→ INPUT FOR THIS TASK

= = = =

Issue #1102, opened 2026-05-10
Infinite loop on file editing: `Error writing file` followed by `Invalid tool parameters` on Python fallback, causing severe token drain.


CrNet0:
## Summary

Infinite loop on file editing: `Error writing file` followed by `Invalid tool parameters` on Python fallback, causing severe token drain.

## Steps to Reproduce

1. Prompt OpenClaude to modify an existing file or create a new one.
2. Wait for the reasoning/thinking cycle to complete and trigger the file writing tool.
3. Observe the direct file edit failure (`Error writing file`).
4. Observe the AI attempting to use a Python script as a fallback, resulting in the second failure (`Invalid tool parameters`).
5. Observe the agent entering an infinite loop, alternating between the two failing methods.

## Expected Behavior

OpenClaude should successfully apply file changes using the standard file manipulation tool. If a fallback to Python is necessary, the tool parameters must be correctly formatted. Most importantly, if multiple consecutive tool calls fail, the system should halt execution and report the error to the user instead of entering an infinite loop.

## Actual Behavior

The AI successfully completes its reasoning cycle but fails to manipulate the file directly, throwing an `Error writing file` exception. It then attempts to bypass this by executing a Python script, which fails with an `Invalid tool parameters` exception. The agent gets stuck in an infinite loop alternating between these two tools. In a recent occurrence, the loop ran for 50 minutes uninterrupted, consuming approximately 40k tokens without applying a single file change.

## Environment

- OpenClaude version: 0.9.2
- OS: Windows 10
- Terminal: PowerShell 7.6.1
- Provider: OpenRouter
- Model: Claude Sonnet 4.5

## Logs / Screenshots

- Screenshot 1: `Error writing file` (attached)
- Screenshot 2: `Invalid tool parameters` (attached)

## Additional Context

The issue started occurring gradually and has now reached a point of complete failure (100% reproduction rate today). The lack of a circuit breaker for repeated tool failures is a critical issue due to the financial impact of the infinite loop.

<img width="224" height="31" alt="Image" src="https://github.com/user-attachments/assets/ffc97467-3828-4fa2-9cbc-2318ad7fec71" />

<img width="212" height="35" alt="Image" src="https://github.com/user-attachments/assets/c43d7d97-e4b0-48b4-bdc9-3b3c614dcd7c" />

gnanam1990:
[...]

PR #1219, opened 2026-05-17
fix(query): stop repeated tool-failure loops

chioarub:
## Summary
- Add a query-level tool failure loop guard that tracks repeated failing tool results by tool/error category, error category, and normalized path.
- Stop the query loop with a clear assistant-visible diagnostic before another model call when repeated failures hit the threshold.
- Cover repeated write/edit failures, invalid fallback tool calls, synthetic user interruptions/rejections, success resets, threshold parsing, and integration ordering.

## Why
Issue #1102 reports runaway loops where the model repeatedly retries failed file writes/edits or invalid fallback tool calls, burning tokens without making progress. This change adds a small circuit breaker in the query loop rather than refactoring individual tools.

This does not repair the underlying file-write failure or provider/tool-schema issue. It stops the runaway loop and gives the user a concrete diagnostic so they can inspect permissions, paths, or tool schema before retrying.

## Validation
- `bun test src/query/toolFailureLoopGuard.test.ts` passed: 22 tests.
- `bun run build` passed.
- `git diff --check` passed.
- `bun run typecheck` still fails on existing repo-wide snapshot/type issues unrelated to this change, including missing modules/exports and pre-existing `src/query.ts` references outside the guard path.

### DIFF
--- a/src/query.ts
+++ b/src/query.ts
@@ -99,6 +99,10 @@ import { runTools } from './services/tools/toolOrchestration.js'
 import { applyToolResultBudget } from './utils/toolResultStorage.js'
 import { recordContentReplacement } from './utils/sessionStorage.js'
 import { handleStopHooks } from './query/stopHooks.js'
+import {
+  createToolFailureLoopGuardState,
+  updateToolFailureLoopGuard,
+} from './query/toolFailureLoopGuard.js'
 import { buildQueryConfig } from './query/config.js'
 import { getGlobalConfig } from './utils/config.js'
 import { productionDeps, type QueryDeps } from './query/deps.js'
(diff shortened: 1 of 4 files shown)


Vasanthdev2004:
### Blockers

None found.

### Non-Blocking

- 1004 additions is large for a circuit breaker — mostly test coverage (22 tests).
- Typecheck fails on existing repo-wide issues (not from this PR).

= = = =

→ WORK REQUEST
Counting only lines that hold the word "failing", say how many there are in the listing above and add nothing.

→ RESULT OF THE EXERCISE
2